■ **TASK STATEMENT**: Extract every record, keeping each one exactly as it is.

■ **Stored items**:
Issue #545, opened 2023-11-22
CD and Apple Store Versioning


rgaudin:
⚠️ I have a limited understanding of all this.

macOS and iOS apps are versioned using two data:

- `MARKETING_VERSION` which is the user-visible *main version*. It's a string and currently is `3.2`
- `CURRENT_PROJECT_VERSION` which is a build-number. It's an integer or float and currently is `119`.

Both are stored in file `Kiwix.xcodeproj/project.pbxproj`

Apple Store also references the `MARKETING_VERSION` one as *App Store version*.

The Store obviously keeps an history of builds sent to it and apparently manages versions as follows:

- A human creates a *Version* in the Store (per platform). That's a string. Builds for this version will need to have a matching `MARKETING_VERSION`
- When created, it is in a *Prepare Stage*.
- There can only be one Version in Preparation, so up to two version in store: one in a complete state (like *Ready for Sale*) and one in prep
- In Prepare stages, we can upload builds for this *target version*.
- If we have no Version in Prep, we can't send builds, those are rejected.
- If we build offline and send, we must bump the build-number first or store will reject the build.
- If we build with App-Store credentials (what we now do in CD), build-number is automatically incremented.
- Each build sent creates a candidate for Test Flight.

We thus **need to decide on a process** to manage those Versions and what we want to do in CD:

- When/how/who manages the Store versions
- When/how to manage version and build-number in source code
- When to submit a build to the Store.

Note that when building for direct distribution (macOS dmg), it doesn't matter. We can build over and over the same `3.2 (119)` and notarize it.

kelson42:
@rgaudin Thank you for asking the right questions! So far @automactic has handled this process manually and because he was alone on the project, following his own unwritten rules. Considering that we have now a CD and more people involved in the development, things have to be different, written and hopefully clearer. Here is what I propose.

First, in a matter of simplicity and coherence, I want AFAP to follow here the same approach as for other repository, ie.:
* `MARKETING_VERSION` (or Apple Store version) is the public facing and the most important thing. Here what is really important is to achieve a bijection between version and changelog. If we publish a version `x.y.z` then this version is a full release and there is no way back, any change has to be made in an other version number.
* `MARKETING_VERSION` should follow [Sementic versioning](https://semver.org/)
* There is a clear process to release with changelog, release ticket, milestone, software version update and release event, ... Actually would be a good idea to make a first version of such a release ticket to list what has to be done at this time to release properly.
[...]

PR #568, opened 2023-11-28
only upload to Apple upon releases

rgaudin:
At least until #545 is figured out


kelson42:
I guess this PR explains why we had many kiwix testflight releases these last days...

Issue #520, opened 2023-09-24
Implement support of custom app for both macOS/iOS


kelson42:
A custom app is a version of Kiwix which is prepackaged with a ZIM file and branded (in iTunes) as the content itself.

We do that on Android already, but many years ago have published such an app manually already, see https://apps.apple.com/us/app/wikimed/id1281693200.

Technically, this is Kiwix which does not appear as Kiwix (the app is renamed) and without a few features:
* Everything related to the library mgmt
* In the Settings a few options related to library/download are hidden

kelson42:
@BPerlakiH #569 fixes only part of this ticket. But at this stage, not sure keeping this ticket in this form is really helpful. Could you please open the tasks left to implement - to completion of this ticket - as new issues and link them here (in a comment)?

PR #569, opened 2023-11-29
#520 custom app support, fixing all the core issues in apple code base

BPerlakiH:
Fixing: #520 
Adding support for custom apps, includes the changes only related to Kiwix main repo.


App/App_iOS.swift
```diff
@@ -50,6 +45,24 @@ struct Kiwix: App {
...
+                        LibraryOperations.scanDirectory(URL.documentDirectory)
+                        LibraryOperations.applyFileBackupSetting()
+                        LibraryOperations.applyLibraryAutoRefreshSetting()
+                        DownloadService.shared.restartHeartbeatIfNeeded()
+                    } else if let url = Brand.mainZimFileURL {
+                        LibraryOperations.open(url: url) {
+                            navigation.navigateToMostRecentTab()
+                        }
+                    } else {
+                        assertionFailure("App should support library, or should have a main zip file")
```
kelson42, line 63: The test here are not explicit enough IMO. We clearly need a primitive isCustomApp()  - or similar - which returns `true` or `false` and act accordingly. This primitive would be then used in many places. I would keep the `FeatureFlags.has...()` only for options which can be `true` or `false` within a custom app, depending how the custom app is configured. Doing so would allow to avoid the last `else` as well.

kelson42, line 63: ZIM file, not zip file

Model/Utilities/FeatureFlags.swift
```diff
@@ -1,27 +1,19 @@
-//
-//  FeatureFlags.swift
-//  Kiwix
-//
-//  Created by Chris Li on 9/25/20.
-//  Copyright © 2020 Chris Li. All rights reserved.
-//
+//  Copyright © 2023 Kiwix. All rights reserved.
```
kelson42, line 1: Please remove everything here. If there is one header to put, this is the GPLv3 header

Support/kiwix.xcconfig
```diff
@@ -0,0 +1,10 @@
+//  Copyright © 2023 Kiwix. All rights reserved.
+
+// Configuration settings file format documentation can be found at:
+// https://help.apple.com/xcode/#/dev745c5c974
+HAS_LIBRARY = true
```
kelson42, line 5: Remove these headers which are in contradction with the GPLv3 license

App/App_iOS.swift
BPerlakiH: I see, I think it can be grouped together, although the last ``else`` statement will still be present, in a way. 
That is more for the case if we configure the custom app in a wrong way, eg. if the zim file cannot be read (eg. wrong filename or permission issues).

Model/Utilities/FeatureFlags.swift
BPerlakiH: opened a dedicated ticket for these here:
https://github.com/kiwix/apple/issues/575

App/App_iOS.swift
BPerlakiH: Thanks, updated it.

Support/kiwix.xcconfig
BPerlakiH: also see dedicated ticket for the headers are: https://github.com/kiwix/apple/issues/575

App/App_iOS.swift
BPerlakiH: I managed to simplify this config for the Kiwix app, now it only contains the bare minimum, in the info.plist file and in the xccoonfig. Additionally I managed to cut down on this if else, as this validation is now managed in one place.

BPerlakiH:
Moved these changes in a more clean form to: https://github.com/kiwix/apple/pull/576

BPerlakiH:
Moved these changes here: https://github.com/kiwix/apple/pull/576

■ **ANSWER FOR THIS EXERCISE**:
Issue #545, opened 2023-11-22
CD and Apple Store Versioning


rgaudin:
⚠️ I have a limited understanding of all this.

macOS and iOS apps are versioned using two data:

- `MARKETING_VERSION` which is the user-visible *main version*. It's a string and currently is `3.2`
- `CURRENT_PROJECT_VERSION` which is a build-number. It's an integer or float and currently is `119`.

Both are stored in file `Kiwix.xcodeproj/project.pbxproj`

Apple Store also references the `MARKETING_VERSION` one as *App Store version*.

The Store obviously keeps an history of builds sent to it and apparently manages versions as follows:

- A human creates a *Version* in the Store (per platform). That's a string. Builds for this version will need to have a matching `MARKETING_VERSION`
- When created, it is in a *Prepare Stage*.
- There can only be one Version in Preparation, so up to two version in store: one in a complete state (like *Ready for Sale*) and one in prep
- In Prepare stages, we can upload builds for this *target version*.
- If we have no Version in Prep, we can't send builds, those are rejected.
- If we build offline and send, we must bump the build-number first or store will reject the build.
- If we build with App-Store credentials (what we now do in CD), build-number is automatically incremented.
- Each build sent creates a candidate for Test Flight.

We thus **need to decide on a process** to manage those Versions and what we want to do in CD:

- When/how/who manages the Store versions
- When/how to manage version and build-number in source code
- When to submit a build to the Store.

Note that when building for direct distribution (macOS dmg), it doesn't matter. We can build over and over the same `3.2 (119)` and notarize it.

kelson42:
@rgaudin Thank you for asking the right questions! So far @automactic has handled this process manually and because he was alone on the project, following his own unwritten rules. Considering that we have now a CD and more people involved in the development, things have to be different, written and hopefully clearer. Here is what I propose.

First, in a matter of simplicity and coherence, I want AFAP to follow here the same approach as for other repository, ie.:
* `MARKETING_VERSION` (or Apple Store version) is the public facing and the most important thing. Here what is really important is to achieve a bijection between version and changelog. If we publish a version `x.y.z` then this version is a full release and there is no way back, any change has to be made in an other version number.
* `MARKETING_VERSION` should follow [Sementic versioning](https://semver.org/)
* There is a clear process to release with changelog, release ticket, milestone, software version update and release event, ... Actually would be a good idea to make a first version of such a release ticket to list what has to be done at this time to release properly.
[...]

PR #568, opened 2023-11-28
only upload to Apple upon releases

rgaudin:
At least until #545 is figured out


kelson42:
I guess this PR explains why we had many kiwix testflight releases these last days...

Issue #520, opened 2023-09-24
Implement support of custom app for both macOS/iOS


kelson42:
A custom app is a version of Kiwix which is prepackaged with a ZIM file and branded (in iTunes) as the content itself.

We do that on Android already, but many years ago have published such an app manually already, see https://apps.apple.com/us/app/wikimed/id1281693200.

Technically, this is Kiwix which does not appear as Kiwix (the app is renamed) and without a few features:
* Everything related to the library mgmt
* In the Settings a few options related to library/download are hidden

kelson42:
@BPerlakiH #569 fixes only part of this ticket. But at this stage, not sure keeping this ticket in this form is really helpful. Could you please open the tasks left to implement - to completion of this ticket - as new issues and link them here (in a comment)?

PR #569, opened 2023-11-29
#520 custom app support, fixing all the core issues in apple code base

BPerlakiH:
Fixing: #520 
Adding support for custom apps, includes the changes only related to Kiwix main repo.


App/App_iOS.swift
```diff
@@ -50,6 +45,24 @@ struct Kiwix: App {
...
+                        LibraryOperations.scanDirectory(URL.documentDirectory)
+                        LibraryOperations.applyFileBackupSetting()
+                        LibraryOperations.applyLibraryAutoRefreshSetting()
+                        DownloadService.shared.restartHeartbeatIfNeeded()
+                    } else if let url = Brand.mainZimFileURL {
+                        LibraryOperations.open(url: url) {
+                            navigation.navigateToMostRecentTab()
+                        }
+                    } else {
+                        assertionFailure("App should support library, or should have a main zip file")
```
kelson42, line 63: The test here are not explicit enough IMO. We clearly need a primitive isCustomApp()  - or similar - which returns `true` or `false` and act accordingly. This primitive would be then used in many places. I would keep the `FeatureFlags.has...()` only for options which can be `true` or `false` within a custom app, depending how the custom app is configured. Doing so would allow to avoid the last `else` as well.

kelson42, line 63: ZIM file, not zip file

Model/Utilities/FeatureFlags.swift
```diff
@@ -1,27 +1,19 @@
-//
-//  FeatureFlags.swift
-//  Kiwix
-//
-//  Created by Chris Li on 9/25/20.
-//  Copyright © 2020 Chris Li. All rights reserved.
-//
+//  Copyright © 2023 Kiwix. All rights reserved.
```
kelson42, line 1: Please remove everything here. If there is one header to put, this is the GPLv3 header

Support/kiwix.xcconfig
```diff
@@ -0,0 +1,10 @@
+//  Copyright © 2023 Kiwix. All rights reserved.
+
+// Configuration settings file format documentation can be found at:
+// https://help.apple.com/xcode/#/dev745c5c974
+HAS_LIBRARY = true
```
kelson42, line 5: Remove these headers which are in contradction with the GPLv3 license

App/App_iOS.swift
BPerlakiH: I see, I think it can be grouped together, although the last ``else`` statement will still be present, in a way. 
That is more for the case if we configure the custom app in a wrong way, eg. if the zim file cannot be read (eg. wrong filename or permission issues).

Model/Utilities/FeatureFlags.swift
BPerlakiH: opened a dedicated ticket for these here:
https://github.com/kiwix/apple/issues/575

App/App_iOS.swift
BPerlakiH: Thanks, updated it.

Support/kiwix.xcconfig
BPerlakiH: also see dedicated ticket for the headers are: https://github.com/kiwix/apple/issues/575

App/App_iOS.swift
BPerlakiH: I managed to simplify this config for the Kiwix app, now it only contains the bare minimum, in the info.plist file and in the xccoonfig. Additionally I managed to cut down on this if else, as this validation is now managed in one place.

BPerlakiH:
Moved these changes in a more clean form to: https://github.com/kiwix/apple/pull/576

BPerlakiH:
Moved these changes here: https://github.com/kiwix/apple/pull/576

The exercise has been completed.